Chapter Five
At dinner that night, Sabrina sat next to an older woman traveling alone. When it was time for meals, passengers were assigned a time, then seated with random strangers in the train’s central dining car. They did have the option of eating in their room, but Sabrina was trying to be brave. She ate in her room at lunch, but for dinner, she decided to eat with everybody else. It was so different from what she’d become accustomed to. A good kind of different.
Charlene, Sabrina’s dinner companion, was a sixty-something, vibrant grandmother of nine who was traveling to see her second grandson at college in Kansas. She told stories of her daughter that made Sabrina’s heart ache for her own mother—the mother who raised her. And her biological mother and grandmother.
All of them died horrific deaths.
During a lull in their conversation, she stared out the window and blinked hard.
Charlene put her hand on the younger woman’s. “Are you all right, dear?”
Sabrina nodded and blinked, trying to make the tears go away before turning back to her.
“Do you see your mother often?” the older woman asked.
“She—” Sabrina’s voice caught in her throat. She swallowed and stared for a moment, then shook her head. “She died.” The dying screams of the woman who raised her echoed through her mind. She blinked rapidly to make the tears go away. It didn’t work.
Charlene’s face immediately softened into sympathy. “Oh my. I’m so sorry.” She tilted her head. “Was it recent?”
The question made Sabrina stop and think for a moment. How long ago was that? She thought back to the calendar in Mr. Baker’s office. It had been five years since her parents’ murder. Five years! That meant she was twenty years—
No, it was almost the middle of September. She was twenty-one!
Where had her life gone?
Sabrina stared at her plate of spaghetti and felt her stomach clench. She tried to swallow past the lump in her throat.
Chase...
She exhaled, feeling as if she’d been punched in the chest. There was no way he would have waited for her. The last few days, she’d been dreaming of what it would be like to arrive in Boston and see him again, but it had been five years!
What a foolish girl she was. No man in his right mind would wait that long without communication from a girl. Sabrina buried her face in her hands and pressed her fingers against her eyeballs until she saw gold sparkles.
She was no longer the sweet, innocent girl he met on the yacht that night. That was stolen away within a few days of meeting him.
Her heart no longer ached with longing, but with sorrow. Grief burned in her chest and she wanted to scream. She scooted quickly across the bench seat to the aisle, knocking her plate to the floor. Charlene called after her, but she ignored her as she hurried through the car and into the next one, searching for the bathroom. She needed to be alone.

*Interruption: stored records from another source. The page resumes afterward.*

PR #712, opened 2022-03-31
Prevent crash when network or cluster is offline

gzdunek:
Closes https://github.com/gravitational/webapps.e/issues/204

### DIFF
--- a/packages/teleterm/src/ui/services/clusters/clustersService.ts
+++ b/packages/teleterm/src/ui/services/clusters/clustersService.ts
@@ -61,15 +61,10 @@ export class ClustersService extends ImmutableStore<ClustersServiceState> {
 
   async syncRootCluster(clusterUri: string) {
     try {
-      await this.syncClusterInfo(clusterUri);
-
-      this.syncLeafClusters(clusterUri);
-      this.syncKubes(clusterUri);
-      this.syncApps(clusterUri);
-      this.syncDbs(clusterUri);
-      this.syncServers(clusterUri);
-      this.syncKubes(clusterUri);
-      this.syncGateways();
+      await Promise.all([
+        this.syncClusterInfo(clusterUri),
+        this.syncLeafClusters(clusterUri),
+      ]);
     } catch (e) {
       this.notificationsService.notifyError({
         title: `Could not synchronize cluster ${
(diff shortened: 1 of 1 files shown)


packages/teleterm/src/ui/services/clusters/clustersService.ts
```diff
@@ -61,24 +61,24 @@ export class ClustersService extends ImmutableStore<ClustersServiceState> {
...
         description: e.message,
       });
-      throw e;
     }
+    this.syncKubes(clusterUri);
+    this.syncApps(clusterUri);
+    this.syncDbs(clusterUri);
+    this.syncServers(clusterUri);
+    this.syncKubes(clusterUri);
+    this.syncGateways();
```
gzdunek, line 81: `syncGateways` doesn't depend on `clusterUri`, so it could be invoked once (not for each cluster), but I guess it was done this way to make sure that it is always up to date.

ravicious, line 81: Are these outside of the `try` block because we're ignoring errors from them anyway?

packages/teleterm/src/ui/services/clusters/clustersService.ts
```diff
@@ -114,10 +122,17 @@ export class ClustersService extends ImmutableStore<ClustersServiceState> {
...
-      draft.gateways = new Map(gws.map(g => [g.uri, g]));
-    });
+    try {
+      const gws = await this.client.listGateways();
+      this.setState(draft => {
+        draft.gateways = new Map(gws.map(g => [g.uri, g]));
+      });
+    } catch (error) {
+      this.notificationsService.notifyError({
+        title: 'Could not fetch databases',
```
ravicious, line 132: This name is okay for now but we should change it once we start using gateways for something else than just databases.

Though, with the recent changes to `tsh proxy db`, Zac mentioned how we can consider to stop using "gateway" as a concept and instead just execute `tsh proxy db` underneath. The implementation of it is still unclear to me, but I should know more after I work on the changes to proxies that Roman introduced.

ravicious (approved):
Tested this by disconnecting from the internet and it works quite nicely. 👍

In the future I can imagine that we'd want to perhaps clear the error notifications automatically once we manage to sync successfully, so that the user doesn't have to remove them manually one-by-one.

packages/teleterm/src/ui/services/clusters/clustersService.ts
gzdunek: They are outside because each method has its own error handling. Thanks to this we can show a notification from `try catch` and a label above each table.

packages/teleterm/src/ui/services/clusters/clustersService.ts
gzdunek: I understand, I added it here because this method is used in two places, so I wanted to avoid duplication of error messages.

She locked the door and turned to stare at herself in the mirror, leaning her hands on the cold steel sink. How long had it been since she really looked at herself? Her long, dark hair hung around her thin face and prominent cheekbones, falling down her chest. Her figure was more womanly than she remembered. Her eyes were still the same pale green, but there was something different in them than before. Sadness.
Who was this stranger staring back at her?
Her childhood, so close to being complete when she arrived home from Boston, had been snatched away in the blink of an eye. In an instant, she was turned from an innocent girl into a monster and whore.
She let out a cry and collapsed onto the floor. Sobs wracked her body as she bit her fist, hoping the pain would negate the growing anguish in her heart.
She had no one to go to in Boston.
Chase had surely moved on. Maybe he was even married with kids by now.
Oh God! The thought of him happily married to another woman made her want to pull her hair out. She grasped a handful and let out a hoarse cry.
I have nothing.
I’ve lost everything.
*****
Later that night, Sabrina stared blankly out the window, her mind wandering aimlessly through her memories.